Stuart’s hope is that scientists will input their stem cell data into the CESCG database and receive a scorecard that explains how accurate their cell model is based on a specific genetic profile. The scorecard will help will not only provide details on the identity of their cells, but will also show how they relate to other cell types found in their database.
The Brain of Cells
A good example of how this database will work is a project called the Brain of Cells (BOC). It’s a collection of single cell RNA sequencing data from thousands of fetal-derived brain cells provided by multiple labs. The idea is that researchers will input RNA sequencing data from the stem cell-derived brain cells they make in their labs and the BOC will give them back a scorecard that describes what types of cells they are and their developmental state by comparing them to the referenced brain cells.
One of the labs that is actively involved in this project and is providing the bulk of the BOC datasets is Arnold Kriegstein’s lab at UC San Francisco. Aparna Bhaduri, a postdoctoral fellow in the Kriegstein lab working on the BOC project, outlined the goal of the BOC and how it will benefit researchers:
“The goal of the Brain of Cells project is to find ways to leverage existing datasets to better understand the cells in the developing human brain. This tool will allow researchers to compare cell-based models (such as stem cell-derived 3D organoids) to the actual developing brain, and will create a query-able resource for researchers in the stem cell community.”
Pablo Cordero, a former postdoc in Josh Stuart’s lab who designed a bioinformatics tool used in BOC called SCIMITAR, explained how the BOC project is a useful exercise in combining single cell data from different external researchers into one map that can predict cell type or cell fate.
“There is no ‘industry standard’ at the moment,” said Cordero. “We have to find various ways to perform these analyses. Approximating the entire human cell lineage is the holy grail of regenerative medicine since in theory, we would have maps of gene circuits that guide cell fate decisions.”

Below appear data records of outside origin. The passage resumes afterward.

PR #1805, opened 2021-02-11
Show status

### LINKED ISSUE #1804: Display contact status in the profile
See related core PR: https://github.com/deltachat/deltachat-core-rust/pull/2218

New API is `dc_contact_get_status`

r10s:
this is how it looks like:

pretty neutral, with title (same as in the profile), i think, that should not raise many questions.

on protocol-level, the text comes in the email footer/signature, it can be defined in Delta Chat as "Signature text" in the profile and it can also be defined in nearly all other mua.

some words to the layout changes: the e-mail address went to the header (where it is also displayed in similar layouts); the 'send message' button is atop for simplicity if the footer/status becomes longer (when opening contact-profiles from group-members, this button should always be at the same position and should be easily reachable)

to the wording: as we are not using the wording "status" in the shipped apps and the predefined text is indeed more a footer/signature, i would not say "status" for now.

Todo:
- [x] some cleanup in profile code
- [x] add ffi
- [x] show basic signature
- [x] make text copyable
- [x] linkify
- [x] figure out how to make the subview clickable

closes #1804 

<details><summary>previous layouts</summary>

_while that is a bit more shiny, the new yellow color introduces a new thing to explain. also, a title is missing. so, i'd say, using a more unagitated layout is better for now, also as this thing is currently a mix of status/signature/classic-footer ..._
</details>

### DIFF
--- a/jni/dc_wrapper.c
+++ b/jni/dc_wrapper.c
@@ -1547,6 +1547,15 @@ JNIEXPORT jint Java_com_b44t_messenger_DcContact_getColor(JNIEnv *env, jobject o
 }
 
 
+JNIEXPORT jstring Java_com_b44t_messenger_DcContact_getStatus(JNIEnv *env, jobject obj)
+{
+    char* temp = dc_contact_get_status(get_dc_contact(env, obj));
+        jstring ret = JSTRING_NEW(temp);
+    dc_str_unref(temp);
+    return ret;
+}
+
+
 JNIEXPORT jboolean Java_com_b44t_messenger_DcContact_isBlocked(JNIEnv *env, jobject obj)
 {
     return (jboolean)(dc_contact_is_blocked(get_dc_contact(env, obj))!=0);
--- a/res/layout/profile_status_item.xml
+++ b/res/layout/profile_status_item.xml
@@ -1,0 +1,18 @@
+<?xml version="1.0" encoding="utf-8"?>
+<org.thoughtcrime.securesms.ProfileStatusItem
+             xmlns:android="http://schemas.android.com/apk/res/android"
+             android:layout_width="match_parent"
+             android:layout_height="wrap_content"
+             android:background="?attr/conversation_list_item_background"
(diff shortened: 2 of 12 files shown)


r10s:
btw, another layout idea that came up after the current layout was just finished: maybe just use a normal bubble, pointing to the left, similar to the ones used in the normal chat. that would make it pretty clear "who" is "saying" that.

link2xt:
The text is not copyable and the status is highlighted like a menu item when clicked. Making it look and behave like a message could help indeed, maybe with a word "Signature" in bold at the top, like "Forwarded message". There are sometimes links to home pages I want to click or copy.

Hocuri:
+1 for some way of indicating that this is a signature/status and not a warning from DC

r10s:
@Hocuri the text is linkified now and things should work, however, the EmojiTextView and its links does not really get clicks, i played around with adding onClick handlers to the view., however, no direct success. the web is full of things that could be done, and i am pretty sure i did sth. like that before, but i forgot :) maybe it is just too late :) do you have an idea?

link2xt (approved):
Works great. Links are clickable. Would be perfect if I could select any part of the text (a single word, for example) and copy it rather than the whole status.

r10s:
thanks for review!

> Would be perfect if I could select any part of the text (a single word, for example) and copy it rather than the whole status.

i think, that would be useful in general, also for the bubbles. but that's for another pr, for now i'd like to go for sth. else :)

Master0ne:
I'm not sure if re-purposing the email signature for use as "Status" in Delta Chat is the best idea, because it makes sense to put some info into the signature relevant for receives who are not using Delta Chat (yet).

I have posted my thoughts on this in the following forum thread:

[Catchy signature for convincing people to have a look at Delta Chat?](https://support.delta.chat/t/catchy-signature-for-convincing-people-to-have-a-look-at-delta-chat/1605)

PR #1808, opened 2021-02-14
mark overridden names by a "~" in the bubbles

r10s:
this is just a very simple approach to move forward.

to mark overridden names, a "~" is prefixed.

the idea with using a dedicated color for these names:
as we do not really know
if the address is a generic sender address or belongs to the user,
it makes sense to keep the color used for the name and do not use a
dedicated grey or so.

i think, it is not even worth to detect that better:
it is pretty nice to have senders in mailinglist marked nicely,
all the time.

currently, the "~" is only added to the bubbles - it is not there
in the chatlist-summary (that would needed to be done in core)
and also not in forwarded by, notifications, clipboard etc. i'd say currently,
this is not needed, however, with the current approach it would be doable
(if we mark possible impersonation by colors or icons that may be
much more complicated)

adaption on other uis would also be pretty simple with this approach,
and imho, this `~Max Mustermann` looks pretty nicely
and even intuitive in a way.

drawback of the approach is that user may user `~`
as the first character of their names, we could target that by
adapting dc_msg_get_displayname() in the core, if we want to keep this approach,
however, maybe it is also not worth, the "~" is more a flaw than a feature,
also that would result to "~~Name" in the bubbles.
i do not see how that can be used to trick users when beeing added.
names as "foo 🔒" might be more dangerous here, when it comes to trick users.

### DIFF
--- a/src/com/b44t/messenger/DcMsg.java
+++ b/src/com/b44t/messenger/DcMsg.java
@@ -131,10 +131,10 @@ public class DcMsg {
     public native String  getError           ();
     private native @Nullable String getOverrideSenderName();
 
-    public @NonNull String getSenderName(@NonNull DcContact dcContact) {
+    public @NonNull String getSenderName(@NonNull DcContact dcContact, boolean markOverride) {
         String overrideName = getOverrideSenderName();
         if (overrideName != null) {
-            return overrideName;
+            return (markOverride ? "~" : "") + overrideName;
         } else {
             return dcContact.getDisplayName();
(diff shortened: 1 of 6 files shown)


adbenitez (approved):

Simon-Laux:
>  i do not see how that can be used to trick users when beeing 

I think an ui element that isn't part of the name text, like a [BOT] label box , is even safer, but for mailinglists `~` could be sufficient.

Once the reference data from BOC is ready, the group will use a bioinformatics program called Sample Psychic to create the scorecards for outside researchers. Clay Fischer, project manager of the CESCG at UC Santa Cruz, described how Sample Psychic works:
“Sample Psychic can look at how often genes are being turned off and on in cells. It uses this information to produce a scorecard, which shows how closely the data from your cells maps up to the curated cell types and can be used to infer the probability of the cell type.”
The BOC group believes that the analyses and data produced in this effort will be of great value to the research community and scientists interested in studying developmental neuroscience or neurodegeneration.

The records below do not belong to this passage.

PR #2302, opened 2022-05-17
Add missing translations

OzancanKaratas:
This pull request will add changes that will be explained on each commit.

### DIFF
--- a/res/values/strings.xml
+++ b/res/values/strings.xml
@@ -905,7 +905,7 @@
     <string name="open_settings">Open Settings</string>
     <!-- iOS device contact alert -->
     <string name="import_device_contacts">Import device contacts</string>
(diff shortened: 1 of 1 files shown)


OzancanKaratas:
@cyBerta or @r10s: Should I add the desktop strings?

r10s:
> @cyBerta or @r10s: Should I add the desktop strings?

no, i think, it is good to keep the scope of the pr small.

r10s (approved):
looks good to me, i'll merge that and also push the strings to transifex so that they can translated there.

not sure if there is some additional magic needed to get them to `deltachat-ios/LANG.lproj/InfoPlist.strings` but as the other strings from `deltachat-ios/Info.plist` are translated already, i am pretty optimistic that it just works on next pulling :)

PR #2303, opened 2022-05-18
exclude com.google.android.gms from apk binaries

adbenitez:
recently DeltaLab got added to [IzzyOnDroid](https://android.izzysoft.de/repo) repo and after being scanned with some apk analyzer got marked with anti-features because GMS blobs are bundled in the apk due to maplibre including it, this is also happening in official Delta Chat.

I excluded gms and all seems to work fine because in practice we don't use google services, and reading maplibre's repo, the class using the `gms` package is `com.mapbox.mapboxsdk.location.engine.GoogleLocationEngineImpl` and in:
https://github.com/maplibre/maplibre-gl-native/blob/ea234edf67bb3aec75f077e15c1c30c99756b926/platform/android/MapboxGLAndroidSDK/src/main/java/com/mapbox/mapboxsdk/location/LocationComponent.java#L83
it says that for `GoogleLocationEngineImpl` to be used:
> simply add the Google Play Location Services dependency in your build script.

since we don't add it, it is unused, but yet the `com.google.android.gms` was bundled in the apk

Without this Delta Chat might get flagged on f-droid (other apps are getting similar issues, check https://gitlab.com/fdroid/fdroiddata/-/merge_requests/10991 )

as a plus this should make the apk size a bit smaller :)

### DIFF
--- a/build.gradle
+++ b/build.gradle
@@ -66,7 +66,9 @@ dependencies {
     }
     implementation 'com.annimon:stream:1.1.8' // brings future java streams api to SDK Version < 24
     implementation 'com.codewaves.stickyheadergrid:stickyheadergrid:0.9.4' // glues the current time segment text in the gallery to the top.
-    implementation 'org.maplibre.gl:android-sdk:9.4.0'
+    implementation ('org.maplibre.gl:android-sdk:9.4.0') {
+        exclude group: 'com.google.android.gms'
+    }
 
     testImplementation 'junit:junit:4.12'
     testImplementation 'junit:junit:4.12'


licaon-kter:
Ref: https://gitlab.com/fdroid/fdroiddata/-/commit/a55e368d341bc5407cf77d8c8c1e4c63e7183a7f

r10s (approved):

licaon-kter:
Confirmed this cleans up :+1:

licaon-kter:
@adbenitez right, 626 needs to be disabled too, 621 does not have these classes in `smali/`, this happens when one mixes [2 tasks](https://github.com/vector-im/element-android/issues/6100) at once :(

ref: https://gitlab.com/fdroid/fdroiddata/-/commit/55751671beaac41b9543a9ad9b03082874f7c775

r10s:
@licaon-kter i yesterday tagged 1.30.2 (631), that includes this pr and should hopefully work out :)

f-droid picked the tag already up, https://gitlab.com/fdroid/fdroiddata/blob/master/metadata/com.b44t.messenger.yml , so it is probably in the build queue again - can you say how long f-droid builds take these days until available in the f-droid app?

licaon-kter:
@r10s current cycle has ended and wait for publishing, so this will be in the next one: https://monitor.f-droid.org/builds/running

https://gitlab.com/fdroid/wiki/-/wikis/FAQ#how-long-does-it-take-for-my-app-to-show-up-on-website-and-client :slightly_smiling_face:

r10s:
@licaon-kter thanks a lot for these information in special and for your work on f-droid in general <3

PR #2305, opened 2022-05-24
change upload script to use mailadm.testrun.org instead of testrun.org

missytake:


r10s (approved):
yip, this works, merging this to have sth. working again.

for the now weird domain: maybe we should just download the testrun-releases to download.delta.chat/android- there are also the nightlies and the final releases.

PR #2308, opened 2022-05-25
use `download.delta.chat` also for beta versions

r10s:
nightlies are uploaded there anyway,
so, just everything can go there,
leaving testrun.org for other purposes.

i already tested the script, the `beta` folder was created implicitly and things work out totally as expected :)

The Brain of Cells project is still in its early stages, but soon scientists will be able to use this nifty tool to help them build better and more accurate models of human brain development and brain-related diseases.

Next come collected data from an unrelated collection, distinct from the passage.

PR #2309, opened 2022-05-26
fix behavior of system-back-button for webxdc

r10s:
for webxdc, the system-back-button should do the same
as the back-button in the title bar - just close the webxdc.

without this commit, it loads the previous page, which is often unexpected -
eg. many games use reload() for simplicity,
so you would have press one time 'back' for each round :)

even if there may be situations where this may be useful,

CESCG is also pursuing stem cell data driven projects focused on developing similar databases and scorecards for heart cells and pancreatic cells. These genomics and bioinformatics tools are pushing the envelope to a day when scientists can connect the dots between how different cell states and cell fates are determined by computational analysis and leverage this information to generate better iPSC-based systems for disease modeling in the lab or therapeutics in the clinic.